Revised TRIP6 promotes the proliferation of GC and inhibits ferroptosis. (A,B) Western blot and qPCR verified the efficiency of the knockdown and overexpression of TRIP6. (C) CCK8 assays verified the effects of TRIP6 knockdown and overexpression on the proliferation of GC cells. (D) Western blot verified the effects of TRIP6 knockdown and overexpression on the GC cells, and the effect of the ferroptosis marker GPX4. (E,F) Clone formation validated the effect of TRIP6 knockdown and overexpression on the proliferation of GC cells staining method: crystal violet staining. (G) The effect of ferroptosis inhibitors and ferroptosis activators on cell viability. (H) C11 probes verified the effects of TRIP6 knockdown and overexpression on the ferroptosis of GC cells via a flow cytometry analysis. *, P≤0.05; **, P≤0.01. CCK8, Cell Counting Kit 8; GAPDH, glyceraldehyde-3-phosphate dehydrogenase; GC, gastric cancer; GPX4, glutathione peroxidase 4; mRNA, messenger RNA; NC, negative control; oe, overexpression; qPCR, quantitative polymerase chain reaction; sh, short hairpin; TRIP6, thyroid hormone receptor interacting protein 6.

Figure 4

TRIP6 binds to c-Fos and stabilizes its expression. (A) STRING database predicts the possible binding sites of TRIP6, and predicts that c-Fos may bind to TRIP6. (B) The correlation between c-Fos and TRIP6 in TCGA GC database (P<0.001). (C) Protein electrophoresis and silver staining found that there are different proteins at 50 kDa after the CO-IP experiment.
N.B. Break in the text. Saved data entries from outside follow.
PR #1201, opened 2024-02-09
Add new HPF to reverb, log scaling for HPF and Damping

stellar-aria:
Adds a requested feature to the Mutable reverb: HPF on the wet output to reduce the low-end rumble

Adds log-scaling controls to the Damping and HPF cutoff to match frequency scaling

Fix https://github.com/SynthstromAudible/DelugeFirmware/issues/1579


src/deluge/dsp/util.hpp
```diff
@@ -87,4 +89,22 @@ void foldBuffer(q31_t* startSample, q31_t* endSample, q31_t foldLevel) {
 		currentSample += 1;
 	} while (currentSample < endSample);
 }
+
+/* Original code for fastlog2f by Dr. Paul Beckmann from the ARM community
+forum, adapted from the CMSIS-DSP library About 25% performance increase over
+std::log10f
+*/
+inline float log2fast(float f) {
```
m-m-adams, line 97: have you benchmarked this? I would be surprised if it's actually faster. The arm built in appears to use the same number of polynomial approximation rounds, but uses direct conversion of the ieee754 float value to exponent/mantissa as it's initial estimate instead of frexp

stellar-aria: it might not be, this was originally written for Cortex-M I think. I can do a Cortex-A benchmark with a stub on a beaglebone or something if you really want

m-m-adams: I'd prefer to just use std::log. I'm open to keeping this if it benchmarks significantly better but comparing source code and assembly I believe this only saves two multiplies and adds a function call compared to std::log. That would be a large speed up without hardware floats but might even be a loss for us.

stellar-aria: yeah that's fair, I'll take it out.

seangoodvibes:
Fixes https://github.com/SynthstromAudible/DelugeFirmware/issues/1579

m-m-adams (approved):

src/deluge/dsp/reverb/mutable/reverb.hpp
```diff
@@ -124,12 +127,27 @@ class Mutable : public Base {
...
+	[[nodiscard]] float getDamping() const override { return lp_val_; }
 
 	void setWidth(float value) override { diffusion_ = util::map(value, 0.f, 1.f, kWidthMin, kWidthMax); }
 	[[nodiscard]] float getWidth() const override { return util::map(diffusion_, kWidthMin, kWidthMax, 0.f, 1.f); };
 
+	//	void setHPF(float value) {
+	//		hp_cutoff_val_ = value;
+	//		hp_cutoff_ = value == 0.f ? 0.f : std::clamp(0.35f - std::log2(((1.f - value) * 50.f) + 1.f) / 16,
+	// 0.f, 1.f);
+	//	}
```
sapphire-arches, line 143: should be deleted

Red arrow, Fos. (D) Western blot verified that TRIP6 binds to c-Fos after the CO-IP experiment. (E) The cycloheximide chase assay confirmed that c-Fos degradation slowed down after TRIP6 was overexpressed. (F) CCK8 confirmed that the overexpression of c-Fos in the sh-TRIP6 cell line promoted cell proliferation. (G) Flow cytometry confirmed that the overexpression of c-Fos in the sh-TRIP6 cell line promoted cell ferroptosis. *, P≤0.05. CCK8, Cell Counting Kit 8; CHX, cycloheximide; CO-IP, co-immunoprecipitation; FITC, fluorescein isothiocyanate; GAPDH, glyceraldehyde-3-phosphate dehydrogenase; GC, gastric cancer; IB, immunoblotting; IgG, immunoglobulin G; IP, immunoprecipitation; NC, negative control; oe, overexpression; sh, short hairpin; STRING, Search Tool for the Retrieval of Interacting Genes/Proteins; TCGA, The Cancer Genome Atlas; TPM, transcripts per million; TRIP6, thyroid hormone receptor interacting protein 6.

Figure 5

Specific binding sites of c-Fos and GPX4. (A) Transcription factor c-Fos motif. (B,C) JASPAR database: c-Fos and GPX4 promoter possible binding sites. (D) A Venn diagram of the two most likely binding sites. (E) Three mutant sequences were designed, and (F-H) verified by a dual-luciferase experiment; the GPX4 promoter 1,212–1,221 position was found to be the binding site of c-Fos. **, P≤0.01; NS, no significance. GPX4, glutathione peroxidase 4; MUT, mutant; NC, negative control; oe, overexpression; RE, random expectation; WT, wild type.

Figure 6

Illustration of TRIP6 regulating GPX4 expression by stabilizing c-Fos to promote cell ferroptosis in GC cells. GC, gastric cancer; GPX4, glutathione peroxidase 4; TRIP6, thyroid hormone receptor interacting protein 6.